Jakarta – Nilai tukar rupiah dibuka menguat 82,5 poin atau 0,59 persen ke level Rp 14.002,5 per AS di awal perdagangan pagi hari ini, Kamis (18/4). Sebelum libur pelaksanaan Pemilu, Selasa (16/4), kurs uang Garuda berakhir terdepresiasi 22 poin atau 0,16 persen ke posisi Rp 14.085 per USD.

Sementara itu, indeks dolar AS yang mengukur pergerakan the Greenback terhadap sejumlah utama terpantau melemah. Pada akhir perdagangan Rabu atau Kamis pagi WIB, indeks dolar AS turun lantaran China yang lebih baik dari perkiraan, sehingga meningkatkan selera investor terhadap aset berisiko dan sehari menjelang rilis data yang dipantau secara ketat untuk zona euro.

Adapun ekonomi China dilaporkan tumbuh pada kecepatan stabil di level 6,4 persen pada kuartal pertama, berkebalikan dengan ekspektasi untuk perlambatan lebih lanjut lantaran produksi industri mengalami kenaikan dan permintaan menunjukkan adanya tanda-tanda perbaikan, demikian seperti dilansir Okezone.
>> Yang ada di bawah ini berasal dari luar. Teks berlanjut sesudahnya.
PR #1633, opened 2016-05-27
Make mem::uninitialized() and mem::zeroed() const fn

Amanieu:
[Rendered](https://github.com/Amanieu/rfcs/blob/const_uninitialized/text/0000-const-uninitialized.md)

### DIFF
--- a/text/0000-const-uninitialized.md
+++ b/text/0000-const-uninitialized.md
@@ -1,0 +1,97 @@
+- Feature Name: const_uninitialized
+- Start Date: 2016-05-27
+- RFC PR: (leave this empty)
+- Rust Issue: (leave this empty)
+
+# Summary
+[summary]: #summary
+
+Turn `std::mem::uninitialized()` and `std::mem::zeroed()` into `const fn` so
+that they can be used to initialize `static` variables.
+
+# Motivation
+[motivation]: #motivation
+
+The main motivation for this is to allow static variables to be initialized to
+and undefined value which is guaranteed to be overwritten later on. It is mainly
+intended to be used in macros like `lazy_static!` and `thread_local!` rather
+than invoked by users directly. This would allow these macros to avoid the need
+to wrap values in an `Option` which can be statically initialized as `None`.
+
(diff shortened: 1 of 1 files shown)


nagisa:
I’m inclined to not do anything like this before we get const fn implemented proper, not hacked onto the ye olde const_eval.

Amanieu:
Actually I think there is a better way of doing this by using unions:
```rust
union MyUnion<T> {
    data: T,
    no_data: (),
}

static X: MyUnion<T> = MyUnion { no_data: () };
```

So maybe this RFC isn't needed after all...

Ericson2314:
@nagisa I'll agree based on how close miri is :).
@Amanieu I rather only use unions for FFI. They add zero safety here over the original RFC. And practically, I think unions are a longer way off.

Amanieu:
The advantage of using unions is that it will cleanly handle `Some(uninitialized)` since the `no_data` in the union inhibits enum layout optimizations.

Ericson2314:
Hmm? Aren't we getting rid of the option for the proposed usecase? What layout optimizations are there without a tag? I am really confused by that comment.

rkjnsn:
@Ericson2314 My understanding is that with this RFC as proposed, it would be possible to do something like this:

```rust
static X: Option<&T> = unsafe { Some(std::mem::zeroed()) };
```

Because of the enum layout optimization, the final value of `X` at runtime would be `None`. The compiler would have to deal with this during compile-time constant evaluation.

Without this RFC, but with unions, one would instead write

```rust
static X: Option<MyUnion<&T>> = Some(MyUnion { no_data: () });
```

The union would inhibit the layout optimization, so the `Option` would have a tag, avoiding the corner case.

(Note that I don't think anyone would write either of these in actual code. The point is to demonstrate that the former introduces a compile-time corner case that the latter does not.)

alexcrichton:
Thanks for the RFC @Amanieu! The libs team discussed this today and the conclusion was that this likely doesn't need an RFC, just a compiler implementation. That is, from the libs perspective, we're fine doing this any time. In light of that I'm going to close, but PRs are of course always welcome!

Para pelaku pasar pun mencermati data ekonomi China dan Eropa untuk mengetahui sinyal bahwa pertumbuhan global mulai mengalami perbaikan. Rilis Indeks Pembelian Manager (PMI) pada sektor manufaktur dan jasa di Eropa pada Kamis waktu setempat akan memberi petunjuk terkait kekuatan ekonomi Eropa selanjutnya.

Di sisi lain, laporan menunjukkan bahwa defisit perdagangan turun ke level terendah 8 bulan pada Februari lantaran impor dari China yang anjlok, sehingga memberi dorongan untuk agenda America First Presiden Donald Trump dan pertumbuhan ekonomi pada kuartal pertama.

Dari dalam negeri, rupiah rupanya berhasil melaju ke zona hijau pasca Pemilu rampung. “Pemilu yang berjalan aman dan lancar menandakan kondisi ketidakpastian berakhir. Hal ini pun disukai oleh investor,” kata Monex Investindo Futures Dini Nurhadi Yasyi, seperti dilansir Kontan.

Menurut Ekonom Bahana Sekuritas Satria Sambijantoro, hasil quick count yang diungguli oleh petahana pun merupakan angin segar untuk para investor. Sentimen positif juga berasal dari pertumbuhan ekonomi China kuartal I 2019. “Dampaknya positif karena hubungan perdagangan dengan China lebih besar,” ungkapnya.

Loading...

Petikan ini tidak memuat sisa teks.